En definitiva, la prueba no permite atribuir responsabilidad alguna a la demandada puesto que las lesiones y pérdida del diente que sufrió Heber al golpearse contra una columna del gimnasio fueron causadas por su propio descuido o falta de atención cuando corría.
Por último, no apreciamos razón que justifique la desatención del criterio del vencimiento objetivo que acoge el art. 394.1 LEC en lo que se refiere a la imposición de las costas de primera instancia. Tal criterio debe imperar salvo que el tribual aprecie, y así lo razones, serias dudas de hecho o de derecho, serias dudas que, por lo dicho, no concurren.
Conforme a lo expuesto se desestima el recurso, lo que aboca a la confirmación de la sentencia de instancia que desestima la demanda y absuelve a la demandada.
La desestimación del recurso determina la imposición de costas a los apelantes conforme al art. 398.1 LEC.
Vistos los preceptos legales citados y demás de general y pertinente aplicación al caso enjuiciado
Fallo
La desestimación del recurso determina la pérdida del depósito constituido, de conformidad con lo establecido en la Disposición Adicional 15ª de la Ley Orgánica 6/1985 de 1 de julio, del Poder Judicial, introducida por la Ley Orgánica 1/2009, de 3 de noviembre, complementaria de la ley de reforma de la legislación procesal para la implantación de la nueva oficina judicial.

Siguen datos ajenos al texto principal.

PR #2381, opened 2026-03-19
feat: Per-Player Rate Limiting & Botnet Detection

PleaseInsertNameHere:
# Network Security: Per-Player Rate Limiting & Botnet Detection

This PR hardens the server against packet flood attacks and coordinated botnet abuse. It replaces the existing broken global rate limiter, adds per-session inbound throttling at the Netty layer, and introduces a multi-signal botnet detector that correlates activity across independent IPs.

---

## Background

The server was vulnerable to a trivial denial-of-service: an attacker could open a single connection and send ~110,000 `ModalFormResponse` packets in one server tick, stalling the main thread indefinitely. The root cause was that `BedrockSession.tick()` drained its unbounded inbound SPSC queue without any cap. Additionally, `CommandRequestProcessor` had a `RateLimiter` field on the processor singleton - shared globally across **all** players, making it functionally useless.

---

### `BedrockSession` - Netty-layer flood gate

Two independent defences are applied before a packet ever reaches the main thread:

1. **Per-session inbound `RateLimiter`** (`maxInboundPacketsPerSecond`, default 1500/s) - checked in `onPacket()` via non-blocking `tryAcquire()`. Exceeding the limit kicks the player immediately.
2. **Per-tick packet cap** (`maxPacketsPerTick`, default 500) - applied in `tick()` as a secondary backstop; excess packets are dropped and logged rather than processed.

> [!WARNING]
> The inbound queue (`PlatformDependent.newSpscQueue()`) is unbounded. Without the per-tick cap, a burst that slips past the rate limiter between ticks could still freeze the server. Both defences are required.

---

### `PacketRateLimiter` - per-player application-layer limits

**New class** `cn.nukkit.network.security.PacketRateLimiter`. One instance lives on `PlayerHandle` for the lifetime of each player's session. Covers four packet categories:

| Category | Config key | Default |
|---|---|---|
| Commands | `maxCommandsPerSecondPerPlayer` | 10/s |
| Chat | `maxChatPerSecondPerPlayer` | 2/s |
| Form responses | `maxFormResponsesPerSecondPerPlayer` | 20/s |
| Movement | `maxMovementPacketsPerSecondPerPlayer` | 40/s |

All checks use `RateLimiter.tryAcquire()` (non-blocking). Denied packets fire `PlayerHackDetectedEvent` and are silently dropped.

> [!NOTE]
> `CommandRequestProcessor` previously held a singleton `RateLimiter` - a field on a class registered once and shared by every player. That field has been removed. All per-player limiting now goes through `PlayerHandle.packetRateLimiter`.

Processors updated: `CommandRequestProcessor`, `ModalFormResponseProcessor`, `TextProcessor`, `MovePlayerProcessor`, `MoveEntityAbsoluteProcessor` (vehicles).

---

### `BotnetDetector` - distributed flood correlation

**New class** `cn.nukkit.network.security.BotnetDetector`. Tracks a 1-second sliding window of packet counts per connected session and evaluates five corroborating signals to distinguish a coordinated botnet from coincidental high traffic.

#### Signals

| # | Signal | Fires when |
|---|---|---|
| 1 | `VOLUME` | N+ sessions simultaneously exceed the packet-rate threshold |
| 2 | `TIMING` | All flood onset times fall within 2 seconds of each other |
| 3 | `PACKET_TYPE` | 70%+ of flooding sessions share the same dominant packet type (Boyer-Moore majority vote) |
| 4 | `SUBNET` | 50%+ of flooding sessions share the same /24 subnet (or /48 for IPv6) |
| 5 | `FRESH_SESSIONS` | 70%+ of flooding sessions connected less than 30 seconds ago |

> [!NOTE]
> Sessions are keyed by `InetSocketAddress` (IP **and** port), not just IP, to avoid false positives from legitimate players behind the same NAT. Subnet grouping is used as a *signal* rather than for deduplication.

#### Evaluation throttle

Signal evaluation runs at most once every **10 seconds** (`ALERT_COOLDOWN_MS`). The cooldown is applied **before** checking the minimum score - so sub-threshold evaluations also count against the cooldown window and cannot be used to bypass it via repeated ticks.

> [!WARNING]
> The 10-second cooldown means detection lags up to 10s after the attack begins. This is intentional to avoid alert storms, but operators should treat a single `BotnetReport` as a signal to investigate rather than a guarantee the attack is still ongoing.

#### Threading model

- `registerSession` / `unregisterSession` / `recordPacket` - called from Netty I/O threads; per-session `synchronized` block for window state, volatile fields for cross-thread flood-state visibility.
- `tick()` - called from the main thread once per server tick; reads volatile flood-state fields only.

---

### `BotnetReport` - immutable attack snapshot

**New class** `cn.nukkit.network.security.BotnetReport`. Produced by `BotnetDetector.tick()` when an attack is confirmed. Carries:
- `getScore()` - number of signals that fired (1–5)
- `getSignals()` - `EnumSet<Signal>` of which signals fired
- `getFloodingSessions()` - `Set<InetSocketAddress>` of flooding sockets
- `getFloodingAddresses()` - deduplicated `Set<InetAddress>` (port stripped) for use in block rules

---

### `ServerBotnetAttackEvent` - plugin hook

**New event** `cn.nukkit.event.server.ServerBotnetAttackEvent`. Fired on the main thread when a `BotnetReport` is generated. Plugins can:
- Read the report and addresses via `getReport()` / `getSuspiciousAddresses()`
- Cancel auto-blocking by calling `setAutoBlock(false)`
- Adjust the block duration via `setBlockDurationSeconds(int)`

When `isAutoBlock()` is true (default), all flooding IPs are passed to `Network.blockAddress()` for the configured duration (`botnetAutoBlockDurationSeconds`, default 60s).

---

### Configuration (`pnx.yml` → `performance.network`)

All new settings land under the existing `networkSettings` config category:

```yaml
rateLimitEnabled: true
maxInboundPacketsPerSecond: 1500
maxPacketsPerTick: 500
maxCommandsPerSecondPerPlayer: 10
maxChatPerSecondPerPlayer: 2
maxFormResponsesPerSecondPerPlayer: 20
maxMovementPacketsPerSecondPerPlayer: 40

botnetDetectionEnabled: true
botnetSuspiciousThreshold: 300
botnetMinSuspiciousIps: 3
botnetAutoBlock: true
botnetAutoBlockDurationSeconds: 60
botnetMinScore: 2
```

> [!NOTE]
> `botnetMinScore: 2` means a report fires when at least 2 signals are active - VOLUME is always present, so one corroborating signal is sufficient. Raise this value on servers with high legitimate traffic to reduce false positives.

English translations for all new keys are included in `language/eng/lang.json`.

---

## Tests

Two new test classes under `src/test/java/cn/nukkit/network/security/`:

### `BotnetDetectorTest` (21 cases)

Uses an injectable `LongSupplier clock` constructor (package-private) for fully deterministic time control - no `Thread.sleep`.

| Area | Cases |
|---|---|
| Normal traffic | `normalTrafficDoesNotFlag` |
| Session lifecycle | `sessionUnregisterClearsFloodingState`, `staleFloodingSessionsCleanedByTick` |
| Evaluation cooldown | `evaluationThrottledDuringCooldown`, `subThresholdEvalAlsoThrottlesCooldown` |
| Min-sessions gate | `fewerThanMinSessionsProducesNoReport` |
| Signal: VOLUME | `volumeSignalAlwaysPresent` |
| Signal: TIMING | `timingSignalPresentWhenOnsetsClose`, `timingSignalAbsentWhenOnsetsSpread` |
| Signal: PACKET_TYPE | `packetTypeSignalPresentWhen70PercentMatch`, `packetTypeSignalAbsentWhenTypesDiffer` |
| Signal: SUBNET | `subnetSignalPresentWhenSameSlash24`, `subnetSignalAbsentWhenDifferentSubnets` |
| Signal: FRESH_SESSIONS | `freshSessionsSignalPresentWhenAllNew`, `freshSessionsSignalAbsentWhenSessionsOld` |
| Report content | `reportContainsFloodingAddresses`, `scoreReflectsNumberOfSignalsFired` |
| Boyer-Moore | `boyerMooreCandidateCorrectForMajority` |
| isSuspicious | `isSuspiciousReturnsTrueForFloodingIp`, `isSuspiciousReturnsFalseForCleanIp` |

### `PacketRateLimiterTest` (9 cases)

Uses Mockito to mock `NetworkSettings`. Tests first-call success for all four limiters, burst exhaustion at `rate=1/s` for each, and independence between limiters.

> [!NOTE]
> The JUnit Platform Launcher (`org.junit.platform:junit-platform-launcher`) was added as `testRuntimeOnly` in `build.gradle.kts` and declared in `libs.versions.toml`. This is required by Gradle 9's test executor when `forkEvery` is set.

---

## Files Changed

| File | Change |
|---|---|
| `BedrockSession.java` | Inbound rate limiter + per-tick cap + botnet registration |
| `Network.java` | Hosts `BotnetDetector` instance; ticks it each server tick |
| `NetworkInterface.java` | Added `getBotnetDetector()` default method |
| `PlayerHandle.java` | Added `PacketRateLimiter packetRateLimiter` field |
| `NetworkSettings.java` | 12 new config fields |
| `PlayerHackDetectedEvent.java` | Added `PACKET_FLOOD`, `MODAL_SPAM` to `HackType` |
| `CommandRequestProcessor.java` | Removed broken singleton limiter; uses `PlayerHandle` |
| `ModalFormResponseProcessor.java` | Added form-response rate limit check |
| `TextProcessor.java` | Added chat rate limit check |
| `MovePlayerProcessor.java` | Added movement rate limit check |
| `MoveEntityAbsoluteProcessor.java` | Added movement rate limit check (vehicle/boat control) |
| `BotnetDetector.java` | **New** |
| `BotnetReport.java` | **New** |
| `PacketRateLimiter.java` | **New** |
| `ServerBotnetAttackEvent.java` | **New** |
| `eng/lang.json` | 15 new translation keys |
| `BotnetDetectorTest.java` | **New** - 21 unit tests |
| `PacketRateLimiterTest.java` | **New** - 9 unit tests |
| `build.gradle.kts` | `testRuntimeOnly` launcher dep |
| `libs.versions.toml` | `junit-platform-launcher` entry |

### DIFF
--- a/src/main/java/cn/nukkit/network/Network.java
+++ b/src/main/java/cn/nukkit/network/Network.java
@@ -64,7 +64,7 @@ public class Network implements NetworkInterface {
     private final Map<InetSocketAddress, BedrockSession> sessionMap = new ConcurrentHashMap<>();
     private final Map<InetAddress, LocalDateTime> blockIpMap = new ConcurrentHashMap<>();
     private final RakServerChannel channel;
-    @Getter
+    @Getter(onMethod_ = {@Override})
     private final BotnetDetector botnetDetector;
     private BedrockPong pong;
     @Getter @Setter


xRookieFight (changes requested):
There is too much settings in pnx.yml, can we decrease it?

La difusión del texto de esta resolución a partes no interesadas en el proceso en el que ha sido dictada sólo podrá llevarse a cabo previa disociación de los datos de carácter personal que los mismos contuvieran y con pleno respeto al derecho a la intimidad, a los derechos de las personas que requieran un especial deber de tutela o a la garantía del anonimato de las víctimas o perjudicados, cuando proceda.
Los datos personales incluidos en esta resolución no podrán ser cedidos, ni comunicados con fines contrarios a las leyes.